尚听礼笑了笑,听着她提起了父亲,便有心探问一番。
她问道:“不知母妃旧时与我娘可认识?”
说句实话,她对父亲母亲的过去一无所知,所有关于父母的事情皆是她那双眼睛所看到的东西。可她看不见的时候,父亲母亲又是什么样子的呢?

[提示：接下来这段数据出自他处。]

PR #6054, opened 2022-09-23
Fix #6011: Suppress 'switch to app' annoyances by default.

### LINKED ISSUE #6011: Suppress Mobile “Switch to App” Annoyances
### Description: 
Spec
https://bravesoftware.slack.com/archives/C03MMJ4CHEZ/p1661878378715489?thread_ts=1661878373.627779&cid=C03MMJ4CHEZ

Apply the switch to app suppression filter lists by default (this ticket).
Add a toggle to enable/disable the lists (future work - needs some UX thought).

iccub:
## Summary of Changes

This pull request fixes #6011 

## Submitter Checklist:

  - [x] Light & dark mode

## Test Plan:

1. Fresh install
2. Go to settings -> Brave Shields & Privacy, verify that 'Block 'Switch to App' Notices` is enabled by default.
3. Go to reddit.com, verify that there's no 'switch to mobiel app' showing
4. Disable the setting, go to reddit again and see if the popup is visible

## Reviewer Checklist:

  - `QA/(Yes|No)`
  - `bug` / `enhancement`


Client/WebFilters/FilterList.swift
```diff
@@ -11,6 +11,9 @@ struct FilterList: Decodable, Identifiable {
     case uuid, title, componentId, description = "desc", urlString = "url"
   }
   
+  public static let mobileAnnoyancesComponentID = "ldbgldhcahahpffloggbbmjllggnkenk"
+  public static let mobileAnnoyancesUUID = "2F3DCE16-A19A-493C-A88F-2E110FBD37D6"
```
cuba: This is a good approach but I decided on a slightly different one. Perhaps we can put all the static uuids in one place. Mine are in `FilterListResourceDownloader` starting on line 118 here:

```
/// The uuid of the cookie consent notices filter list.
  ///
  /// This is a special filter list that has more accessible UI to control it
  public static let cookieConsentNoticesUUID = "AC023D22-AE88-4060-A978-4FEEEC4221693"
  /// The uuid of the "Remove Web annoyances" filter list
  ///
  /// This is a special filter list that has more accessible UI to control it
  public static let removeWebAnnoyancesUUID = "67E792D4-AE03-4D1A-9EDE-80E01C81F9B8"
```

If you prefer your approach maybe you can move my UUIDs to `FilterList`

Also I thought we were going to enable the web annoyances filter list so I added the `removeWebAnnoyancesUUID` but if we're not going to use it perhaps we should remove that one too. I can do that but if you will touch the code perhaps you don't mind doing it

Client/WebFilters/FilterListResourceDownloader.swift
```diff
@@ -265,11 +277,22 @@ public class FilterListResourceDownloader: ObservableObject {
     )
   }
   
+  /// This method allows us to enable selected lists by default for new users.
+  /// Make sure you use componentID to identify the filter list, as `uuid` will be deprecated in the future.
```
cuba, line 291: I should then make this change for my PR?

Client/WebFilters/FilterListResourceDownloader.swift
```diff
@@ -265,11 +277,22 @@ public class FilterListResourceDownloader: ObservableObject {
...
+  
   /// Load filter lists from the ad block service
   private func loadFilterLists(from regionalFilterLists: [AdblockFilterList], filterListSettings: [FilterListSetting]) -> [FilterList] {
     return regionalFilterLists.map { adBlockFilterList in
       let setting = filterListSettings.first(where: { $0.uuid == adBlockFilterList.uuid })
-      return FilterList(from: adBlockFilterList, isEnabled: setting?.isEnabled ?? false)
+      return FilterList(from: adBlockFilterList,
+                        isEnabled: setting?.isEnabled
+                        ?? newFilterListEnabledOverride(for: adBlockFilterList.componentId)
+                        ?? false)
```
cuba, line 305: I'm a little bit worried here: when I load filter lists for the first time I end up creating settings for all filter lists in the DB. I think what you do here is fine but just let's make sure this works fine.

cuba (changes requested):
Looks good...Mostly comments that are not strictly required except that we should remove the UUIDs and add a function that uses componentID

Client/WebFilters/FilterList.swift
cuba: As discussed this code will be available after this PR so its me that needs to sync up in my PR with this one. So Ignore this comment.

Client/WebFilters/FilterListResourceDownloader.swift
iccub: We decided to fix this separately or in the cookie-consent PR https://github.com/brave/brave-ios/pull/5839

cuba (approved):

她早就好奇了。在父亲为先皇钦点的状元郎却外放悬河镇时,在父亲明明有能力进京述职却在南梧待了十几年时,在母亲说家中不求大富大贵只求暖衣饱食时……
她的直觉告诉她,当年一定生过什么大事。
“你娘啊……”
文惠垂眸轻叹,似乎陷入了回忆里,良久后,她抬头浅笑道:“是个才貌无双的妙女子。”
“不过可惜,母妃过去与她不甚相熟,只是点头之交。”
【唉,那看来母妃也未必知道当年的事情了。】
“这样啊。”
尚听礼弯弯唇角,没再多余问旁的关于母亲的事情,因为她知道,一个人与一个人不熟时,一般都不会太关注别人的事情。
文惠端茶饮了一口,眸色微动,当年的事情?
那可不是什么好事情啊。
“对了,母妃。”
尚听礼问:“我前些日子送来的话本,您看了多少啦?”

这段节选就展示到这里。